* **WHAT YOU SHOULD DO**
Reproduce each entry exactly.

* **LISTED ENTRIES**
______________________________

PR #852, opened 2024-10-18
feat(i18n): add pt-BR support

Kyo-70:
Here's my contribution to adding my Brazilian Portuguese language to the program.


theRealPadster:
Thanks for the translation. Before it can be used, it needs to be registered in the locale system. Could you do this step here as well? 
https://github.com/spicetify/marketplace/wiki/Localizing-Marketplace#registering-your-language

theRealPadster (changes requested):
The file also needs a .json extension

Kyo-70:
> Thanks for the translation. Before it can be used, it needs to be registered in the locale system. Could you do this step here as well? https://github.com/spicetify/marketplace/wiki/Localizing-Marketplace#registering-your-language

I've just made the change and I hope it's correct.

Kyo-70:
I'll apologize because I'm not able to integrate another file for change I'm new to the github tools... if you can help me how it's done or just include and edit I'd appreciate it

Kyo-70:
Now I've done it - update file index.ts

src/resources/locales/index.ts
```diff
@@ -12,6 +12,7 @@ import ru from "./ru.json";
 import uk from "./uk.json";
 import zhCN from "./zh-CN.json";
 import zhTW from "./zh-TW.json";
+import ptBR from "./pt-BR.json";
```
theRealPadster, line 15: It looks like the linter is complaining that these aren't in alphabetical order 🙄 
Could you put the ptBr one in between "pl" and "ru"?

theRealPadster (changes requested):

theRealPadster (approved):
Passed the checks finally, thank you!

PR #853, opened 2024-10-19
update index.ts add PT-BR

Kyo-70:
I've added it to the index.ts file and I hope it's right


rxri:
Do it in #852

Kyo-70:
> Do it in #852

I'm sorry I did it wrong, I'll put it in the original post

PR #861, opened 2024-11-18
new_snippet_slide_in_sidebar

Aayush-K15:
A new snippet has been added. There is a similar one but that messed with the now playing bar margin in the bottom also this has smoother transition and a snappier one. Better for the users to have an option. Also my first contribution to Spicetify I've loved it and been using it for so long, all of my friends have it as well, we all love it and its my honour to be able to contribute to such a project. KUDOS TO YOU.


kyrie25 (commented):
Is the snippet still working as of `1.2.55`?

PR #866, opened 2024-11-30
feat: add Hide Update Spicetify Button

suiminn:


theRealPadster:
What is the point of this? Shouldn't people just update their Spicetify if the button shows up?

______________________________

* **THE COMPLETED TASK**
PR #852, opened 2024-10-18
feat(i18n): add pt-BR support

Kyo-70:
Here's my contribution to adding my Brazilian Portuguese language to the program.


theRealPadster:
Thanks for the translation. Before it can be used, it needs to be registered in the locale system. Could you do this step here as well? 
https://github.com/spicetify/marketplace/wiki/Localizing-Marketplace#registering-your-language

theRealPadster (changes requested):
The file also needs a .json extension

Kyo-70:
> Thanks for the translation. Before it can be used, it needs to be registered in the locale system. Could you do this step here as well? https://github.com/spicetify/marketplace/wiki/Localizing-Marketplace#registering-your-language

I've just made the change and I hope it's correct.

Kyo-70:
I'll apologize because I'm not able to integrate another file for change I'm new to the github tools... if you can help me how it's done or just include and edit I'd appreciate it

Kyo-70:
Now I've done it - update file index.ts

src/resources/locales/index.ts
```diff
@@ -12,6 +12,7 @@ import ru from "./ru.json";
 import uk from "./uk.json";
 import zhCN from "./zh-CN.json";
 import zhTW from "./zh-TW.json";
+import ptBR from "./pt-BR.json";
```
theRealPadster, line 15: It looks like the linter is complaining that these aren't in alphabetical order 🙄 
Could you put the ptBr one in between "pl" and "ru"?

theRealPadster (changes requested):

theRealPadster (approved):
Passed the checks finally, thank you!

PR #853, opened 2024-10-19
update index.ts add PT-BR

Kyo-70:
I've added it to the index.ts file and I hope it's right


rxri:
Do it in #852

Kyo-70:
> Do it in #852

I'm sorry I did it wrong, I'll put it in the original post

PR #861, opened 2024-11-18
new_snippet_slide_in_sidebar

Aayush-K15:
A new snippet has been added. There is a similar one but that messed with the now playing bar margin in the bottom also this has smoother transition and a snappier one. Better for the users to have an option. Also my first contribution to Spicetify I've loved it and been using it for so long, all of my friends have it as well, we all love it and its my honour to be able to contribute to such a project. KUDOS TO YOU.


kyrie25 (commented):
Is the snippet still working as of `1.2.55`?

PR #866, opened 2024-11-30
feat: add Hide Update Spicetify Button

suiminn:


theRealPadster:
What is the point of this? Shouldn't people just update their Spicetify if the button shows up?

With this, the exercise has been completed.